PR #12359, opened 2026-05-19
Add "flow_direction" to directed tags.

### LINKED ISSUE #12161: Use flow_direction for waterway error detection
### Description

Currently, the Warning message
> "\<Subject\> flows against/\{away from\} a connected waterway"

is controlled by the [oneway Key](https://wiki.openstreetmap.org/wiki/Key:oneway), even though that Key actually relates to _traffic_ direction.

Thus, one may be tempted to add "oneway=no" when the water flows two ways or in an unknown direction, despite this being objectively the incorrect tag.

Please let the Warning messages and the displayed arrows be controlled by the [flow_direction Key](https://wiki.openstreetmap.org/wiki/Key:flow_direction) instead, when it comes to waterways specifically.

Waterways should function as having "flow_direction=forward" by default, which would be overruled by tagging flow_direction and setting it to a different value. If flow_direction is set to an undefined value like "unknown", then the waterway should behave the same as a highway without the oneway Key, i.e. give no errors and have no arrows.

In theory, flow_direction Key should perhaps be modified to use the same values as the oneway Key.

### Screenshots

_No response_

emil813-cmd:
Adds flow_direction to directed tags (like 'oneway' and 'conveying').

### DIFF
--- a/modules/osm/tags.ts
+++ b/modules/osm/tags.ts
@@ -239,10 +239,16 @@ export const osmOneWayBiDirectionalTags: TagDictionary<boolean> = {
         'reversible': true,
     },
     'flow_direction': {
-        'both' : true,
-        'unknown' : true,
-        // instead of BiDirectional, 'unknown' might fit better under a new "UnDirectional" category
+        'both' : true
     },
+};
+export const osmOneWayNoTags: TagDictionary<boolean> = {
+    'oneway': {
+        'no': true
+    },
+    'flow_direction': {
+        'unknown' : true
+    }
 };
 export const osmOneWayTags = merge(
     osmOneWayForwardTags,
--- a/modules/osm/tags.ts
+++ b/modules/osm/tags.ts
@@ -214,7 +214,10 @@ export const osmOneWayForwardTags: TagDictionary<boolean> = {
         'spillway': true,
         'stream': true,
         'tidal_channel': true
-    }
+    },
+    'flow_direction': {
+        'forward' : true,
+    },
 };
 export const osmOneWayBackwardTags: TagDictionary<boolean> = {
     'conveying': {
@@ -222,6 +225,9 @@ export const osmOneWayBackwardTags: TagDictionary<boolean> = {
     },
     'oneway': {
         '-1': true,
+    },
+    'flow_direction': {
+        'backward' : true,
     },
 };
 export const osmOneWayBiDirectionalTags: TagDictionary<boolean> = {
@@ -231,6 +237,11 @@ export const osmOneWayBiDirectionalTags: TagDictionary<boolean> = {
     'oneway': {
         'alternating': true,
         'reversible': true,
+    },
+    'flow_direction': {
+        'both' : true,
+        'unknown' : true,
+        // instead of BiDirectional, 'unknown' might fit better under a new "UnDirectional" category
     },
 };
 export const osmOneWayTags = merge(
--- a/modules/osm/way.js
+++ b/modules/osm/way.js
@@ -3,7 +3,7 @@ import { geoArea as d3_geoArea } from 'd3-geo';
 import { geoExtent, geoVecCross } from '../geo';
 import { osmEntity } from './entity';
 import { osmLanes } from './lanes';
-import { osmTagSuggestingArea, osmRightSideIsInsideTags, osmRemoveLifecyclePrefix, osmOneWayBiDirectionalTags, osmOneWayBackwardTags, osmOneWayForwardTags, osmOneWayTags } from './tags';
+import { osmTagSuggestingArea, osmRightSideIsInsideTags, osmRemoveLifecyclePrefix, osmOneWayBiDirectionalTags, osmOneWayBackwardTags, osmOneWayForwardTags, osmOneWayTags, osmOneWayNoTags } from './tags';
 import { utilArrayUniq, utilCheckTagDictionary } from '../util';
 import { osmIdManager } from './id_manager';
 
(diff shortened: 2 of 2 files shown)


modules/osm/tags.ts
```diff
@@ -235,6 +241,11 @@ export const osmOneWayBiDirectionalTags = {
         'alternating': true,
         'reversible': true,
     },
+    'flow_direction': {
+        'both' : true,
+        'unknown' : true,
+        // instead of BiDirectional, 'unknown' might fit better under a new "UnDirectional" category
```
tyrasd: would it not be better to just omit `unknown` then? then, no arrows are shown at all, which is more true to the actual meaning of the tag.

https://wiki.openstreetmap.org/wiki/Key%3Aflow_direction does not include the value `unknown` either, which would also be an argument against including it.

emil813-cmd: No, this tag is meant to be used on waterways which inherently have arrows displayed.
I'm not satisfied with using oneway=no, since it describes *traffic* and doesn't have an "unknown" value.

I don't know what it'd take to make flow_direction able to just remove arrows, but after some testing how oneway and "conveying" work, this seems like the best option.

emil813-cmd: https://github.com/openstreetmap/iD/blob/develop/modules/osm/way.js#L144
I've now found out why `oneway=no` removes arrows entirely. It has been hardcoded into both `isOneWayForwards`, `isOneWayBackwards`, `isBiDirectional` and `isOneWay`.

I don't find this to be an elegant solution, so I don't want to replicate that.

tyrasd: Valid point. Implementing a more elegant solution is relatively straightforward (it was just not necessary, as `oneway=no` was the only tags with this connotation until now). I added this to this branch in 15b209978

That said, I'm still very hesitant to merge this as is: The tag value `unknown` is neither documented on the [current wiki page](https://wiki.openstreetmap.org/w/index.php?title=Key:flow_direction&oldid=2947958#Values) nor was it mentioned in the [original proposal](https://wiki.openstreetmap.org/wiki/Proposal:PipelineExtension). Such a tag must first be discussed in the general community, then properly documented in the wiki, and only then implemented in editors.

There are two options now:
1. start discussion about the new tag `flow_direction=unknown`, and after a grace period, merge this PR
2. amend the PR to omit the `flow_direction=unknown` tag for now (then it can be merged sooner), and start the discussion about the new tag in parallel (with a follow-up PR to complete the implementation at a later point)

emil813-cmd: Value "unknown" is defined for many other keys with the same meaning, so it shouldn't be a problem. Alternatively, as you suggested in the first comment, "unknown" doesn't need to be defined if unfamiliar values of flow_direction were to default to directionlessness.

I am looking forward to checking out your changes. Will they appear in https://ideditor.netlify.app/ soon?

The tags interact somewhat strangely as is. flow_direction and the like need to be able to overrule the direction inherent to waterway=ditch. Have you somehow given lower priority to the direction of "feature type" keys like waterway and aerialway?

(The reason that *I* am the one who invented the flow_direction=unknown combination is that I've been placing waterways in forests in Denmark using Terrain Shadow Map, and even with a height map in a separate web pane, many ditches are too flat and/or short to determine direction.)

modules/osm/tags.ts
```diff
@@ -232,6 +238,17 @@ export const osmOneWayBiDirectionalTags: TagDictionary<boolean> = {
...
+        'both' : true
+    },
+};
+export const osmOneWayNoTags: TagDictionary<boolean> = {
+    'oneway': {
+        'no': true
+    },
+    'flow_direction': {
+        'unknown' : true
+    }
```
matkoniecz, line 251:
```suggestion
    }
```

as this tag is undocumented, see https://wiki.openstreetmap.org/wiki/Special:WhatLinksHere/Tag:flow_direction%3Dunknown

emil813-cmd: The Tag ele=45 is also undocumented. The value "unknown" is defined for many other Keys. Its meaning is obvious.
And it would be much better to use than oneway=no, which has both the wrong Key (traffic direction) and Value (no direction, rather than unknown).

I am not confident enough to make edits to the wiki myself.

k-yle:
since you're the inventor of the `flow_direction` tag, can you please help me understand whether this tag should be used on waterslides, or if `oneway` should be used? the wiki doesn't explain this

modules/osm/tags.ts
matkoniecz: > The Tag ele=45 is also undocumented

1) it has no special support in iD or iD tagging schema

2) there is difference between key with range of generic values and one with few enum-type values

3) there are fields where `unknown` is unwanted/poor idea/different value is used for such meaning

emil813-cmd: I know. But the use and need of flow_direction=unknown is obvious, and I dare not create create a wiki page myself.

emil813-cmd:
I didn't invent the `flow_direction` Key, I merely started using the `flow_direction=unknown` Tag.

On waterslides, the substrate (water) and traffic (people in swimwear) always move in the same direction, so I think the more common Key `oneway` should be used. But [attraction=water_slide](https://wiki.openstreetmap.org/wiki/Tag:attraction%3Dwater_slide) already defines a default direction (forward), so there will rarely be a need for either Key.

(I can't visualize a waterslide where people move against the water or where the direction changes, but tell me if you know of one.)

modules/osm/tags.ts
matkoniecz: You can make a simple thread asking on forums what they ask about this tagging idea and whether anyone would be against documenting it

emil813-cmd:
Speaking of the differences between `flow_direction` and `oneway`, suppose you have a `waterway=stream` Way **X** where you are only allowed to sail *with* the flow direction, and a `side_stream` **Y** parallel to it where you are only allowed to sail *against* the flow direction. I don't know if this scenario is realistic.

The iD-editor doesn't handle traffic and water flow separately, so it will get confused. The type of confusion will depend on the order of priority between the directions of `waterway=stream`, `oneway` and `flow_direction`.

(It is obviously not worth separating traffic and substrate flow in error-detection just for this hypothetical issue. Way **Y** should probably just be excluded from direction-checking.)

..........

- **Exercise brief**
I need every line of the data that has the word "solution"; please list them.

- **Response**
I don't find this to be an elegant solution, so I don't want to replicate that.
tyrasd: Valid point. Implementing a more elegant solution is relatively straightforward (it was just not necessary, as `oneway=no` was the only tags with this connotation until now). I added this to this branch in 15b209978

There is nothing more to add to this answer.